"Gobier !", entendu cent fois au milieu des étés des années soixante-dix, dans les arrières cours des logements ouvriers de Darnetal, ou crié depuis une fenêtre ouverte de R16 à l'intention du môme qui traverse sans regarder, à mon encontre aussi, parfois. Pas vraiment une insulte, le mot sonne plutôt comme une apostrophe. Son synonyme, "crétin" rend mal la légèreté de gobier, le caractère de moquer bienveillante que le terme évoque. Il faut cependant attendre parfois plus de trente ans pour comprendre un mot.

"Gobier" vient de Dieppe et désignait au XIXe les habitants des gobes, petit peuple de la ville chassé de chez lui par les travaux d'infrastructure et ayant trouvé refuge dans ces grottes des falaises en bord de plage. Un peuple de déplacé, pas vraiment sans feu ni lieu puisqu'il s'en était construit un, hors norme, dans ces creux calcaires. Des réfugiés de la guerre urbaine qui, hier comme aujourd'hui, sévissait dans nos villes, de la Zone entourant Paris à ces murs de craie en bord de mer qui virent nicher des hommes comme des goélands.

L'histoire ne se répète pas. Elle se poursuit.
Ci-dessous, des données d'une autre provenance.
PR #2694, opened 2020-03-03
Show real hostname for k8s pods in paasta status

kawaiwanyelp:
### Description
Currently, we just show pod hostnames in `paasta status` like `ip-00-00-00-00.us-west-1.compute.internal`, but this review makes it so that real hostnames are shown instead, making them directly copyable for SSH-ing.

### Testing
`make test`
Manual testing with a local paasta-api connected to a test k8s cluster

### DIFF
--- a/paasta_tools/kubernetes_tools.py
+++ b/paasta_tools/kubernetes_tools.py
@@ -2014,3 +2014,14 @@ def set_cr_desired_state(
     kube_client.custom.replace_namespaced_custom_object(**cr_id, body=cr)
     status = cr.get("status")
     return status
+
+
+def get_pod_hostname(kube_client: KubeClient, pod: V1Pod) -> str:
+    """Gets the hostname of a pod's node from labels"""
+    try:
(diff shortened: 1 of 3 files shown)


paasta_tools/kubernetes_tools.py
```diff
@@ -2014,3 +2014,14 @@ def set_cr_desired_state(
     kube_client.custom.replace_namespaced_custom_object(**cr_id, body=cr)
     status = cr.get("status")
     return status
+
+
+def get_pod_hostname(kube_client: KubeClient, pod: V1Pod) -> str:
+    """Gets the hostname of a pod's node from labels"""
+    try:
+        node = kube_client.core.read_node(name=pod.spec.node_name)
```
solarkennedy: Do you know what the performance implications are of this, esp on larger services that have lots of pods? (hundreds)

I'm concerned about making this command fan-out with N api calls as it gets larger.

In other words, I want to make sure that our most important (large) services can run paasta status just as fast and error-proof as our smaller services.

Ce que l'on continue d'entrevoir comme étant la ville : rue, mur, habitat normé, génère dès ce XIXe siècle, qui demeure notre éternel présent, son lot de "hors norme" : habitat éphémère, mobile occupé à l'année ou saisonnièrement. Toits hors norme qu'une application, toute aussi XIXe, du Darwinisme à la pensée de la ville veut voir comme une anomalie vouée à disparition.

Rien de moins certain.

Une chose est sure pourtant, il en manque la carte.

C'est ce que nous entreprenons aujourd'hui à Dieppe.